The Offering Memorandum and the contents, except such information, which is a matter of public record or is provided in sources available to the public, are of a confidential nature. By accepting the Offering Memorandum, you agree that you will hold and treat it in the strictest confidence, that you will not photocopy or duplicate it, that you will not disclose the Offering Memorandum or any of the contents to any other entity (except to outside advisors retained by you, if necessary, for your determination of whether or not to make an offer and from whom you have obtained an agreement of confidentiality) without prior written authorization of the Seller or Broker, and that you will not use the Offering Memorandum or any of the contents in any fashion or manner detrimental to the interest of the Seller or Broker.

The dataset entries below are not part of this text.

PR #3138, opened 2018-01-09
flowbits: analyze and dump to json

victorjulien:
Analyze flowbits to find which bits are only checked.

Track whether they are set and checked on the same level of 'statefulness'
for later used.

Dump flowbits to json including the sids that set/check etc the bit.

- PR victorjulien-pcap: https://buildbot.openinfosecfoundation.org/builders/victorjulien-pcap/builds/71
- PR victorjulien: https://buildbot.openinfosecfoundation.org/builders/victorjulien/builds/73


victorjulien:
Merged as part of #3182

PR #3141, opened 2018-01-11
Initial JA3 integration

thus:

Features implemented:
* JSON logger for JA3.
* JA3 metadata in alerts.

The authors of JA3 is presenting on Shmoocon in late January, so it would be really cool if we could have JA3 support in Suricata by then ;)

Redmine:

Prscript:
- PR thus-pcap: https://buildbot.openinfosecfoundation.org/builders/thus-pcap/builds/139
- PR thus: https://buildbot.openinfosecfoundation.org/builders/thus/builds/139


thus:
Updates: made changes suggested in #3122

thus:
Replaced by #3145

PR #3163, opened 2018-01-16
conf: avoid included empty files

maurizioabba:
Skip invalid empty files included in configuration file.

https://redmine.openinfosecfoundation.org/issues/2418

Describe changes:
- skip nodes from "include" if the file parsed is empty
-
-

### DIFF
--- a/src/conf-yaml-loader.c
+++ b/src/conf-yaml-loader.c
@@ -250,6 +250,9 @@ ConfYamlParse(yaml_parser_t *parser, ConfNode *parent, int inseq)
                         state = CONF_INCLUDE;
                         goto next;
                     }
+                    if (value[0] == '\0') {
+                        goto next;
+                    }
 
                     if (parent->is_seq) {
                         if (parent->val == NULL) {


jasonish:
While this fixes the issue, I'd rather fix the state transitions that allows this happen. With some debugging enabled, I found it interested that libyaml gives us a scalar event for an empty file, and we treat the first scalar event as a key. Instead I'd rather check if the key is non-empty, before moving into the next state. I've come up with:
```
diff --git a/src/conf-yaml-loader.c b/src/conf-yaml-loader.c
index c04ce1b1e..5379c7b70 100644
--- a/src/conf-yaml-loader.c
+++ b/src/conf-yaml-loader.c
@@ -206,6 +206,14 @@ ConfYamlParse(yaml_parser_t *parser, ConfNode *parent, int inseq)
             char *tag = (char *)event.data.scalar.tag;
             SCLogDebug("event.type=YAML_SCALAR_EVENT; state=%d; value=%s; "
                 "tag=%s; inseq=%d", state, value, tag, inseq);
+
+            /* Skip over empty scalar values while in KEY state. This
+             * tends to only happen on an empty file, where a scalar
+             * event probably shouldn't fire anyways. */
+            if (state == CONF_KEY && strlen(value) == 0) {
+                goto next;
+            }
+
             if (inseq) {
                 char sequence_node_name[DEFAULT_NAME_LEN];
                 snprintf(sequence_node_name, DEFAULT_NAME_LEN, "%d", seq_idx++);
```

which I will recreate a PR for. But thank you for bringing this to our attention. You are right, we don't want this to happen.

PR #3165, opened 2018-01-16

maurizioabba:

Describe changes:
- Increase Decoder function signature to accept pkt len of size uint32_t
-
-

### DIFF
--- a/src/decode-ipv4.c
+++ b/src/decode-ipv4.c
@@ -485,7 +485,7 @@ static int DecodeIPV4Options(Packet *p, uint8_t *pkt, uint16_t len, IPV4Options 
     return 0;
 }
 
-static int DecodeIPV4Packet(Packet *p, uint8_t *pkt, uint16_t len)
+static int DecodeIPV4Packet(Packet *p, uint8_t *pkt, uint32_t len)
 {
     if (unlikely(len < IPV4_HEADER_LEN)) {
         ENGINE_SET_INVALID_EVENT(p, IPV4_PKT_TOO_SMALL);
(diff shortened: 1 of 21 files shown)


src/decode-ipv4.c
```diff
@@ -485,7 +485,7 @@ static int DecodeIPV4Options(Packet *p, uint8_t *pkt, uint16_t len, IPV4Options
     return 0;
 }
 
-static int DecodeIPV4Packet(Packet *p, uint8_t *pkt, uint16_t len)
+static int DecodeIPV4Packet(Packet *p, uint8_t *pkt, uint32_t len)
```
victorjulien: so in what condition could an IP packet be bigger than 64k?

src/decode-tcp.c
```diff
@@ -47,12 +47,12 @@
     (dst).len  = (src).len; \
     (dst).data = (src).data
 
-static int DecodeTCPOptions(Packet *p, uint8_t *pkt, uint16_t len)
+static int DecodeTCPOptions(Packet *p, uint8_t *pkt, uint32_t len)
```
victorjulien: not sure I understand why TCP options could be >64k?

src/decode-ipv4.c
maurizioabba: You are perfectly right, there is no possibility for an IP packet to be bigger than 64k. However, the variable passed is a uint32 (from DecodeEthernet). I modified these two decoders (both IP and TCP) to get to a standard among decoders. Of course, if you prefer to restrict the change only where is needed, I will just remove the layer 3 and layer 4 - related modification.

src/decode-tcp.c
maurizioabba: Again, just for standard-enforcing. I'm ok with reversing the change to uint16

maurizioabba:
Replaced by https://github.com/OISF/suricata/pull/3171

Any rent or income information in this offering memorandum, with the exception of actual, historical rent collections, represent good faith projections of potential future rent only, and Marcus & Millichap makes no representations as to whether such rent may actually be attainable. Local, state, and federal laws regarding restrictions on rent increases may make these projections impossible, and Buyer and its advisors should conduct their own investigation to determine whether such rent increases are legally permitted and reasonably attainable.

No employee of seller or at the subject property is to be contacted without the written approval of the listing agents and doing so would be a violation of this confidentiality agreement.

By signing this Confidentiality and Buyer Registration Agreement you hereby authorize The Demo Group of Marcus & Millichap to contact you regarding this transaction, any other transaction, or for any other marketing purpose in the future.

Agreement and Electronic Records and Signature Notice

I hereby agree to the Agreement and represent that I am authorized to agree to the terms thereof and to act on behalf of the accepting party in the proposed transaction in the Agreement.

It is agreed by the parties that, notwithstanding the use herein of the words “writing,” “execution,” “signed,” “signature,” or other words of similar import, the parties intend that the use of electronic signatures and the keeping of records in electronic form be granted the same legal effect, validity, and enforceability as a signature affixed by hand or the use of a paper-based record keeping system.

This provision will be enforced to the extent and as provided for in any applicable law including the Electronic Signatures in Global and National Commerce Act, and any other similar state laws based on the Uniform Electronic Transactions Act.